EXERCISE DESCRIPTION
Reproduce only the lines of the material below that start at the line containing "### Additional Context" and stop at the line containing "This bug fix". Keep both end lines.

SOURCE MATERIAL
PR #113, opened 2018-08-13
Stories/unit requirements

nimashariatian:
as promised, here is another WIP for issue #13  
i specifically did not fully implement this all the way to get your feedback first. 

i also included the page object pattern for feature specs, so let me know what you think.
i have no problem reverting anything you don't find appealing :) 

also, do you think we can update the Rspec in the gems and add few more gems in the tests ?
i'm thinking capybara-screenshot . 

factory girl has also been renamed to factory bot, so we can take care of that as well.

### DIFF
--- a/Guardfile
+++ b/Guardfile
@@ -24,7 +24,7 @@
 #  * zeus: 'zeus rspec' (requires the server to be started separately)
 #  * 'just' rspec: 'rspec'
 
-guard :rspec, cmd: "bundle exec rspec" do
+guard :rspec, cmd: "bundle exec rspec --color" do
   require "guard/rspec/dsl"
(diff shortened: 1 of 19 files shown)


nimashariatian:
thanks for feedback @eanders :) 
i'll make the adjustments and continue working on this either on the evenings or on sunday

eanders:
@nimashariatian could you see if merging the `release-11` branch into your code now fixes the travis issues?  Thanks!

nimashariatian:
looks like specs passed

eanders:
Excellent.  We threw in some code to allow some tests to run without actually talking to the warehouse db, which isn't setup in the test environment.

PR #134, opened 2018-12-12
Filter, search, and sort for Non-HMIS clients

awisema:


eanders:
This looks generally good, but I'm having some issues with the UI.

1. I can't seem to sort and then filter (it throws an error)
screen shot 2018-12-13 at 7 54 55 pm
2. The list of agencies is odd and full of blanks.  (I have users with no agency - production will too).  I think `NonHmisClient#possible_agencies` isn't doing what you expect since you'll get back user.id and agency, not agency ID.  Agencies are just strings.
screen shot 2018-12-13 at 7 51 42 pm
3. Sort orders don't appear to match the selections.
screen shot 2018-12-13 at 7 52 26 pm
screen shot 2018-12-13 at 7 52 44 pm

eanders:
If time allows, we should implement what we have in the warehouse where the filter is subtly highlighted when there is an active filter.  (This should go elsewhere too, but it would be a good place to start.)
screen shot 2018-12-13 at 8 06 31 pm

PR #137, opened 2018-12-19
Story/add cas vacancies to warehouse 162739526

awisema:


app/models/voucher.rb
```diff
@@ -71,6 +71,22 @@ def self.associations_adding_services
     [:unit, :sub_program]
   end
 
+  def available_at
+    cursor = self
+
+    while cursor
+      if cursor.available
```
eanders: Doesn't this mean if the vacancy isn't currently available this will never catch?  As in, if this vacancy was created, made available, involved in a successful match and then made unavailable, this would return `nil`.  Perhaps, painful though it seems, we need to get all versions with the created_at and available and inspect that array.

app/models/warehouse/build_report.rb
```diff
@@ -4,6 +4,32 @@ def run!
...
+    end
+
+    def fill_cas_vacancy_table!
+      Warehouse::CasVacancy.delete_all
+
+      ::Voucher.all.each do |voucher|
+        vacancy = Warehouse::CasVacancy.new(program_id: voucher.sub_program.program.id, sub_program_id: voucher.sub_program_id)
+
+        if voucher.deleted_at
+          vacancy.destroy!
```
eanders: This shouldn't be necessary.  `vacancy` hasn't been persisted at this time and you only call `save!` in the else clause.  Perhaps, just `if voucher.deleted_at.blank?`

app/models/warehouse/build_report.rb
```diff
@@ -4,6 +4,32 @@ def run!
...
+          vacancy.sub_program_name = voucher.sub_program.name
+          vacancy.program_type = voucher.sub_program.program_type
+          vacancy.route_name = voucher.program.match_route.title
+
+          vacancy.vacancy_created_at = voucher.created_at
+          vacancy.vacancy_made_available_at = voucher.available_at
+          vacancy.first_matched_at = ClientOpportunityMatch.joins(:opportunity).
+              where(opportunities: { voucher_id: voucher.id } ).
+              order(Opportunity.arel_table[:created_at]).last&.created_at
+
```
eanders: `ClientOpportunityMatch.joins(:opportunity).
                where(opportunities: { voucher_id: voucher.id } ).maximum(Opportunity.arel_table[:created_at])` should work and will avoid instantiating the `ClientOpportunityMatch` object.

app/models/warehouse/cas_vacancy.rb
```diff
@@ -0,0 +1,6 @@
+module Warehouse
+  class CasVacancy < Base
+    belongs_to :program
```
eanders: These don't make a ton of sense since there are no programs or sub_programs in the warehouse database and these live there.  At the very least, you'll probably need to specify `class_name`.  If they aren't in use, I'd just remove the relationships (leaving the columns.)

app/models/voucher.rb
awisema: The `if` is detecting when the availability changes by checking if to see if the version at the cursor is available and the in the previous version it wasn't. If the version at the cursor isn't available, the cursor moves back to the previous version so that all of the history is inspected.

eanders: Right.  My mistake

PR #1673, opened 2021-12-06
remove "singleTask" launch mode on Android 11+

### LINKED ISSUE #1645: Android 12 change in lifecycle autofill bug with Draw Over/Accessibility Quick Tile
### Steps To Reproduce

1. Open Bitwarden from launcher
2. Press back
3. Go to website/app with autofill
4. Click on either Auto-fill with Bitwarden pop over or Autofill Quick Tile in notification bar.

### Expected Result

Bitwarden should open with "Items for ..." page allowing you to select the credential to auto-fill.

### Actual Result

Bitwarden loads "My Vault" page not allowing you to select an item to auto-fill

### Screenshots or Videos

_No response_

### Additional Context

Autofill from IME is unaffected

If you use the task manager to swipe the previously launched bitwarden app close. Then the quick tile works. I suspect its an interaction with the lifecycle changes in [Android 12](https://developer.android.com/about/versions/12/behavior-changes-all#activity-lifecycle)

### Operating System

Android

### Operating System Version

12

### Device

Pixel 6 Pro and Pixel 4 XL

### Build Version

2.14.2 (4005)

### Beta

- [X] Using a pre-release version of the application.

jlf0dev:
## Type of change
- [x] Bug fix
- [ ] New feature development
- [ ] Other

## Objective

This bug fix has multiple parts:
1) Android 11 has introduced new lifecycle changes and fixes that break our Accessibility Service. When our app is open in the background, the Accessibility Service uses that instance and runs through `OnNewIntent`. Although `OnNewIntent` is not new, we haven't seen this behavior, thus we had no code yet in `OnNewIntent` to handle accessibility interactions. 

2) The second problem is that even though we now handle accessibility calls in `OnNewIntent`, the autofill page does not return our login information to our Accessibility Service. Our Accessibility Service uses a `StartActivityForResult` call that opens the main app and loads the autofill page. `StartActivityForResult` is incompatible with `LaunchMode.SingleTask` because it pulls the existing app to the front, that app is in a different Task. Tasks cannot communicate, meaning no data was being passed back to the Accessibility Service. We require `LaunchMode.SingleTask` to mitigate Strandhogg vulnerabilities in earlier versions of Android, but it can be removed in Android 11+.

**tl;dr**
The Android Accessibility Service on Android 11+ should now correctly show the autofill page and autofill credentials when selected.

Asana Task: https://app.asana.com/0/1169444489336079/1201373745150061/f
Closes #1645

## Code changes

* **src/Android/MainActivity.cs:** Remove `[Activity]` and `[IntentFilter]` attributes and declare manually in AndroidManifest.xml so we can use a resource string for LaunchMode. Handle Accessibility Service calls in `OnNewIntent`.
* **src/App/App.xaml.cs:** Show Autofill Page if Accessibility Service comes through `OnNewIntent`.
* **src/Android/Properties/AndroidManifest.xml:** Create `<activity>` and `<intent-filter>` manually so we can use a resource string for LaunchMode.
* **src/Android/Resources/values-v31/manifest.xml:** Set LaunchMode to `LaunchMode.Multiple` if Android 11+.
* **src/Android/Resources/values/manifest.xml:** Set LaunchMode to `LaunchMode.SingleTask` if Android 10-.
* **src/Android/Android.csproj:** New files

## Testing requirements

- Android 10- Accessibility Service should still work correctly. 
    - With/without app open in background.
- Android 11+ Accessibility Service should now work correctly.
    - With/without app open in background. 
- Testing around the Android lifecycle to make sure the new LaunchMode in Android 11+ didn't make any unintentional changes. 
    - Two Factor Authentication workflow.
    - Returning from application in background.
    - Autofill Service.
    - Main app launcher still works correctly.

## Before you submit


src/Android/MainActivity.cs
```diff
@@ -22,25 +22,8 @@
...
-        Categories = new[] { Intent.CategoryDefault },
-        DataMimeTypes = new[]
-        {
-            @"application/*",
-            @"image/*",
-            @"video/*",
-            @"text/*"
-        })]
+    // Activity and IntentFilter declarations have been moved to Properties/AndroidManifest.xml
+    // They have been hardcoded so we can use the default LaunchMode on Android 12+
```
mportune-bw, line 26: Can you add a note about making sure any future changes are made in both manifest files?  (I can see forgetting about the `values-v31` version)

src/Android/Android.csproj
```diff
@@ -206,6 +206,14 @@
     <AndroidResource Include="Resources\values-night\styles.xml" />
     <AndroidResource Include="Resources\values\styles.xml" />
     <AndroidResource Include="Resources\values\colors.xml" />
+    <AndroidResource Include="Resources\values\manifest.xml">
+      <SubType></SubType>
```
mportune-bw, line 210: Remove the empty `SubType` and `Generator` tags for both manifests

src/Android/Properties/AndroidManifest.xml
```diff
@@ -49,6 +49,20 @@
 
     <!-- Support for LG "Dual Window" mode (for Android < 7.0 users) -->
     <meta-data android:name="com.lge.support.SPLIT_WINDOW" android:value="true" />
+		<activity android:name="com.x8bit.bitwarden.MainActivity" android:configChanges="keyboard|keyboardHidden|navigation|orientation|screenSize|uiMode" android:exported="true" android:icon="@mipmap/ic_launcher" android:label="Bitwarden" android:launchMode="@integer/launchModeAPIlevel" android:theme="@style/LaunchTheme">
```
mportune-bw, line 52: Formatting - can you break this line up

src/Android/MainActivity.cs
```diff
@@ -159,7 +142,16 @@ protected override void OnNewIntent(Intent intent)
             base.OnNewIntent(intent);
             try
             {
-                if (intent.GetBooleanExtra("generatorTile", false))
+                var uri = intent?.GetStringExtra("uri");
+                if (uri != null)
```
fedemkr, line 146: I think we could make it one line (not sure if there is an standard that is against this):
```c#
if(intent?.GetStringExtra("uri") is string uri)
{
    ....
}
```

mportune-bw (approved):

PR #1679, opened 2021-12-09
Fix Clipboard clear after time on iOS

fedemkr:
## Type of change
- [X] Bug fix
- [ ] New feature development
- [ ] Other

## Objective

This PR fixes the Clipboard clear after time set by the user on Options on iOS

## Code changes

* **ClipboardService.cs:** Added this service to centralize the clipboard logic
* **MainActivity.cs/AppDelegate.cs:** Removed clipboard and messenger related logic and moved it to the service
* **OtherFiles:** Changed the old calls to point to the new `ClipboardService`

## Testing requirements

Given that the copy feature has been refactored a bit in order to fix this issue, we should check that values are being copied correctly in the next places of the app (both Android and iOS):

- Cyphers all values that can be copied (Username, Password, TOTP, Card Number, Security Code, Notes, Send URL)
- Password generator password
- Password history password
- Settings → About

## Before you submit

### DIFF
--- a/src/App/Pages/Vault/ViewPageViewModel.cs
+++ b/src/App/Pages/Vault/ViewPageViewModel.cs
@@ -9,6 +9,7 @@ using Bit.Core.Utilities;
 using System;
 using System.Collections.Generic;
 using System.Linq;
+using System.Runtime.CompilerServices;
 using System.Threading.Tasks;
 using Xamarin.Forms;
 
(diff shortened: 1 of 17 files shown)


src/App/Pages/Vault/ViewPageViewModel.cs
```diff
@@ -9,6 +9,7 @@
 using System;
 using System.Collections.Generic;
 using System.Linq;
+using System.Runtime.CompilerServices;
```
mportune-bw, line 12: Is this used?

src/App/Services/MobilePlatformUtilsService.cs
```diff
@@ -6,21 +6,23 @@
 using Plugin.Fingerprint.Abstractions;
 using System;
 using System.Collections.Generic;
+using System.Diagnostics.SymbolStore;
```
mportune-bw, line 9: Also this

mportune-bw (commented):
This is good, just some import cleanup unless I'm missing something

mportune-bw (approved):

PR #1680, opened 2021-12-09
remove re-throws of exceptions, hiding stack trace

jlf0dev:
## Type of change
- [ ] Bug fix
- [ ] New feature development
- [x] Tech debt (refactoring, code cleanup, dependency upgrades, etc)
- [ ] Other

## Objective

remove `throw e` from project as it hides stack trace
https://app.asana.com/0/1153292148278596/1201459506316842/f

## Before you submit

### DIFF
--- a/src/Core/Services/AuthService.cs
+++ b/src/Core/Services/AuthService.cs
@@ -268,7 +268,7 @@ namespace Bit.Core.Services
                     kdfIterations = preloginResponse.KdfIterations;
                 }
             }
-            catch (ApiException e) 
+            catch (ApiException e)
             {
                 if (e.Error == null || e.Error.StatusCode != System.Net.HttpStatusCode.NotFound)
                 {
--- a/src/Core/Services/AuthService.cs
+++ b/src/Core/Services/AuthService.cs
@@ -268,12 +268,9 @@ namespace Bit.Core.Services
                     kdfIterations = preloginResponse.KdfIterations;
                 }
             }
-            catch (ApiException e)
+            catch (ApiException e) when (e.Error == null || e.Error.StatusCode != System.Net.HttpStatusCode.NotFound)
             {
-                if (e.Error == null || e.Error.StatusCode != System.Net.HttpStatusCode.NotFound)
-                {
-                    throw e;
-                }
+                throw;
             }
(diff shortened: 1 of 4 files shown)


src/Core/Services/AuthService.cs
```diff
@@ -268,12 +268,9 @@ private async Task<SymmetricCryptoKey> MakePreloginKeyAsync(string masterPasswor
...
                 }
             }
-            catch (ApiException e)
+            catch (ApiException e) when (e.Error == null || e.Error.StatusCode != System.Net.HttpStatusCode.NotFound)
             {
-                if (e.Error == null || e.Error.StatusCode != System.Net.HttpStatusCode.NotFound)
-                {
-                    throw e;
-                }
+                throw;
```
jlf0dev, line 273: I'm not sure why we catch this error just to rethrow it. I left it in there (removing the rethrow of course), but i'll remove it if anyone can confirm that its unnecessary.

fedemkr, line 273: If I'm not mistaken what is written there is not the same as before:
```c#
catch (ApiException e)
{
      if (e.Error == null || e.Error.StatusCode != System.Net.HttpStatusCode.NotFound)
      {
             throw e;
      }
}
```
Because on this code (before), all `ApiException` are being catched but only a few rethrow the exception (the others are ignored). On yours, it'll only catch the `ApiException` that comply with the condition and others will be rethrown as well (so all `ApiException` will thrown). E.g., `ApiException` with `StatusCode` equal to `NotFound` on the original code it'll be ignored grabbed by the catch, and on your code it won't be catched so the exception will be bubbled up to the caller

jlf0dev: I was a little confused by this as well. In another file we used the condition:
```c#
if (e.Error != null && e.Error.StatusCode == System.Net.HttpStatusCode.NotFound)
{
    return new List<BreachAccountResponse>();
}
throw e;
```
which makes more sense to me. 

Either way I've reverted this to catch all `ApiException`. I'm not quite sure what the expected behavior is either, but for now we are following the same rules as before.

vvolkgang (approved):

PROBLEM SOLUTION
### Additional Context

Autofill from IME is unaffected

If you use the task manager to swipe the previously launched bitwarden app close. Then the quick tile works. I suspect its an interaction with the lifecycle changes in [Android 12](https://developer.android.com/about/versions/12/behavior-changes-all#activity-lifecycle)

### Operating System

Android

### Operating System Version

12

### Device

Pixel 6 Pro and Pixel 4 XL

### Build Version

2.14.2 (4005)

### Beta

- [X] Using a pre-release version of the application.

jlf0dev:
## Type of change
- [x] Bug fix
- [ ] New feature development
- [ ] Other

## Objective

This bug fix has multiple parts:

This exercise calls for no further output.